Adapted from the short stories of Canadian author Craig Davidson, Rust and Bone is the latest offering from French filmmaker Jacques Audiard, the director behind the acclaimed A Prophet and The Beat My Heart Skipped.
The film opens with the penniless Ali (Matthias Schoenaerts), a self-involved, thuggish character as he travels with his five-year-old son Sam (Armand Verdure) from Belgium to the south of France to stay with his sympathetic sister Anna (Corinne Masiero). Working as a bouncer at a local nightclub, Ali soon meets Stephanie (Marion Cotillard), a trainer of orca whales at the local tourist marina, when he comes to her aid during an explicit bar fight. Taking her home after the incident, Ali leaves his number with Stephanie in hopes of seeing her again.
Catastrophe strikes when Stephanie is involved in a horrible accident at the park. A collapsed stage throws her into the surrounding waters where she was attacked by one of the whales. Awaking in hospital, she learns that both legs have been amputated. Now housebound and stifled by the support of family and friends, she reaches out to Ari for companionship. Coming to her aid again, Ari takes her to the beach and in swimming together, shows Stephanie a glimpse of her former life. The two strike an immediate friendship and soon find themselves in a casual sexual relationship.
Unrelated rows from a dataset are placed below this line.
PR #270, opened 2019-09-10
Reorganize operations

breuleux:
This is the beginning of an attempt to reorganize all operations in Myia. This sets up a new system that cohabits with the old system, for now.

* All operations, whether they be macros, composites or primitives, would be moved to `myia.operations`
* Each primitive would have its own file, e.g. `scalar_pow` would live in `myia.operations.prim_scalar_pow` (`scalar_pow` is the only primitive to move to the new system at the moment).
* `myia.operations.xyz` is an instance of `Operation`, which optionally defines a Python implementation and a default mapping (which can be a Primitive, a Macro, etc.) The default mapping can be overridden in the object_map.
* A `Primitive` now defines an optional Python implementation (for the debug VM), a default inferrer, and a default bprop, which can all be overridden.

Under the new system, the following files would disappear:

* `myia.prim.ops`: now `myia.operations.primitives`
* `myia.prim.py_implementations`: import from `myia.operations` instead.
* `myia.prim.grad_implementations`
* `myia.abstract.prim`
* `myia.composite`, now in individual modules under `myia.operations`
* `myia.macros`, now in individual modules under `myia.operations`


myia/compile/backends/nnvm.py
```diff
@@ -411,3 +411,22 @@ def from_scalar(self, s, t):
 def NNVMBackendR(target, device_id):
     """NNVM Proxy."""
     return HandleBackend(NNVMBackend(target, device_id))
+
+
+__all__ = [
+    'NNVMBackend',
+    'NNVMBackendR',
```
abergeron: This should only export NNVMBackend and NNVMBackendR

myia/compile/backends/pytorch.py
```diff
@@ -288,3 +288,21 @@ def from_scalar(self, s, t):
 def PyTorchBackendR(device):
     """Pytorch proxy."""
     return HandleBackend(PyTorchBackend(device))
+
+
+__all__ = [
+    'PyTorchBackend',
+    'PyTorchBackendR',
```
abergeron: Same here

myia/compile/backends/relay.py
```diff
@@ -400,3 +400,21 @@ def from_scalar(self, s, t):
 def RelayBackendR(target, device_id):
     """Relay proxy."""
     return HandleBackend(RelayBackend(target, device_id))
+
+
+__all__ = [
+    'CompileGraph',
+    'MAP',
+    'RelayBackend',
+    'RelayBackendR',
```
abergeron: And here.

myia/compile/vm.py
```diff
@@ -361,3 +361,9 @@ def inst_external(self, fn, args):
         outs = fn(*(self._ref(a) for a in args))
         for o in outs:
             self._push(o)
+
+
+__all__ = [
+    'FinalVM',
+    'struct_partial',
```
abergeron: No struct_partial export
```suggestion
```

myia/frontends/pytorch.py
```diff
@@ -183,3 +183,9 @@ def _to_abstract(self, v: torch.nn.Parameter, **kwargs):
         }),
         {SHAPE: tuple(v.shape), TYPE: PyTorchTensor},
     )
+
+
+__all__ = [
+    'mod_sub',
+    'pytorch_dtype_to_type',
+]
```
abergeron: I would argue that this shouldn't have an `__all__`

myia/grad.py
```diff
@@ -623,3 +623,18 @@ def bprop_to_grad_transform(prim, **flags):
...
+    'BPropAppRemapper',
+    'BPropRemapper',
+    'FPropAppRemapper',
+    'FPropRemapper',
+    'GradRemapper',
+    'J',
+    'SensRemapper',
+    'SlaveRemapper',
+    'bprop_to_grad_transform',
+    'wrap_grad_transform',
```
abergeron: This might be a bit too much exporting.

myia/graph_utils.py
```diff
@@ -102,3 +102,12 @@ def toposort(root: T,
         done.add(node)
         yield node
         todo.pop()
+
+
+__consolidate__ = True
+__all__ = [
+    'T',
```
abergeron: Not this.
```suggestion
```

myia/info.py
```diff
@@ -206,3 +206,14 @@ def __exit__(self, type, value, tb):
...
+
+
+__consolidate__ = True
+__all__ = [
+    'About',
+    'DebugInfo',
+    'DebugInherit',
+    'NamedDebugInfo',
+    'StackVar',
+    'current_info',
```
abergeron: Maybe current_info and StackVar are somewhat private.

myia/ir/manager.py
```diff
@@ -897,3 +897,35 @@ def __enter__(self):
...
+    'NestingStatisticGraphWise',
+    'NestingStatisticWholesale',
+    'NodesStatistic',
+    'ParentProxy',
+    'ParentStatistic',
+    'PerGraphStatistic',
+    'RecursiveStatistic',
+    'ScopeStatistic',
+    'UsesStatistic',
+    'manage',
```
abergeron: I think we only want manage and ManagerError here.

myia/opt/cse.py
```diff
@@ -99,3 +99,10 @@ def __call__(self, root):
         """Apply CSE on root."""
         chg = cse(root, self.resources.manager)
         return chg and self.report_changes
+
+
+__all__ = [
+    'CSE',
+    'cse',
+    'group_nodes',
```
abergeron: Perhaps not this.
```suggestion
```

myia/opt/lib.py
```diff
@@ -1048,3 +1048,17 @@ def __call__(self, root):
             node.abstract = newtype
 
         return len(nodes) > 0
+
+
+__all__ = [
+    'JElim',
+    'M',
```
abergeron: Maybe not this
```suggestion
```

myia/utils/env.py
```diff
@@ -106,3 +106,13 @@ def __len__(self):
...
 newenv = EnvInstance()
+
+
+__consolidate__ = True
+__all__ = [
+    'EnvInstance',
+    'SymbolicKeyInstance',
+    'newenv',
+    'require_same',
+    'smap',
```
abergeron: Not this?

myia/utils/intern.py
```diff
@@ -307,3 +307,26 @@ def intern(inst):
...
+    'PossiblyRecursive',
+    'RecursionException',
+    'Wrapper',
+    'deep_eqkey',
+    'eq',
+    'eqkey',
+    'eqrec',
+    'hash',
+    'hashrec',
+    'intern',
```
abergeron: I'm pretty sure some of those should not be exported.

myia/utils/misc.py
```diff
@@ -435,3 +435,31 @@ def assert_scalar(*args):
...
+    'TaggedValue',
+    'UNKNOWN',
+    'assert_scalar',
+    'core',
+    'dataclass_fields',
+    'is_dataclass_type',
+    'keyword_decorator',
+    'list_str',
+    'repr_',
+    'resolve_from_path',
```
abergeron: A bunch of those should not be here.

myia/utils/trace.py
```diff
@@ -335,3 +335,18 @@ def new_fn(**kwargs):
...
+__consolidate__ = True
+__all__ = [
+    'DoTrace',
+    'ProfileResults',
+    'Profiler',
+    'TraceExplorer',
+    'TraceListener',
+    'Tracer',
+    'TracerContextManager',
+    'glob_to_regex',
```
abergeron: Maybe not this.  And some of the above ones too.

myia/utils/unify.py
```diff
@@ -613,3 +613,25 @@ def reify(self, v, equiv: EquivT) -> Any:
...
+
+
+__consolidate__ = True
+__all__ = [
+    'FilterVar',
+    'PredicateSet',
+    'RestrictedVar',
+    'SVar',
+    'Seq',
+    'T',
```
abergeron: Not this.  And perhaps some others too.

myia/utils/variables.py
```diff
@@ -50,3 +50,9 @@ def _is_c(n):
 Xs = SVar(Var())
 Ys = SVar(Var())
 Cs = SVar(constvar())
+
+
+__consolidate__ = True
+__all__ = [
+    'constvar',
```
abergeron: We might not want this, but all the other ones instead.

myia/vm.py
```diff
@@ -290,3 +290,11 @@ def _handle_node(self, node: ANFNode, frame: VMFrame):
 
         else:
             raise AssertionError("Unknown node type")  # pragma: no cover
+
+
+__all__ = [
+    'Closure',
+    'Partial',
+    'VM',
+    'VMFrame',
```
abergeron: Probably not VMFrame.

myia/xtype.py
```diff
@@ -318,3 +318,41 @@ class External(typing.Generic[T]):
...
+    'Float',
+    'Int',
+    'NDArray',
+    'Nil',
+    'NotImplementedType',
+    'Number',
+    'Object',
+    'String',
+    'SymbolicKeyType',
+    'T',
```
abergeron: Not T, TypeMeta, as_frozen and maybe not Type too.

myia/frontends/pytorch.py
breuleux: I'd keep `pytorch_dtype_to_type` I think.

myia/info.py
breuleux: Could be useful to export `current_info`

myia/utils/misc.py
breuleux: T1 and T2 don't belong, but the rest seems fine.

myia/utils/variables.py
breuleux: opt/lib does use constvar.

myia/xtype.py
breuleux: `TypeMeta` is used elsewhere.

Stephanie learns that Ari is involved in an illegal, mixed martial arts ring and instead of rebelling against the obvious dangers, sides with him and offers encouragement throughout his fights. Ari has clearly had issues with aggression and neglect in the past and is presumably fighting to support his son, but also uses the fights to give in to his animalistic nature. The relationship between the two becomes more entrenched they progressively lean on one another more and more.
Rust and Bone is an expertly directed drama. Audiard lets the characters play out their story with little intervention. The film toes the line between melodrama and tacky, Hallmark moments skilfully, calling to mind Million Dollar Baby and The Fighter, for both their emphasis on physical violence and intimate character studies.
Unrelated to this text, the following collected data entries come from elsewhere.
PR #272, opened 2019-09-10
Split the backend in separate processes

abergeron:
This creates a new process for each (backend, device) pair and talks to it over stdin/stdout.

This is required to stop huge c++ librairies (pytorch, tvm, ...) from fighting over private c++ standard header symbols and causing weird crashes and hangs depending on the load order.


abergeron:
It seems travis didn't upload the coverage properly, which is why we get this problem.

The performances across the board are terrific. Cotillard was nominated for a Golden Globe, BAFTA and Screen Actors Guild Award for her role as Stephanie, and shows her vast range as one the best actresses working today. Similarly, Matthias Schoenaerts completely embodies his role. His portrayal of a damaged MMA fighter is analogous to Mickey Rourke in The Wrestler in that the line between fiction and documentary at times becomes blurred.
Accompanying Audiard’s refined direction, are some striking images from cinematographer Stéphane Fontain, whose use of natural light and handhold camera techniques add an understated beauty to the realism of the film. Likewise, always-exquisite composer Alexandre Desplat provides a moving and emotion-filled score, which seamlessly complements the subtle mood of the picture.
The contrast between the softer moments of the film with the raw aggression that seems to emanate from both Ari and Stephanie, leave the viewer remembering the film much like a psychical bruise. Rust and Bone is an emotionally raw film, contrasting aggression with genuine intimacy and stays with you long after you have left the cinema.
Rust and Bone is in Australian cinemas from 28 March through Hopscotch Films.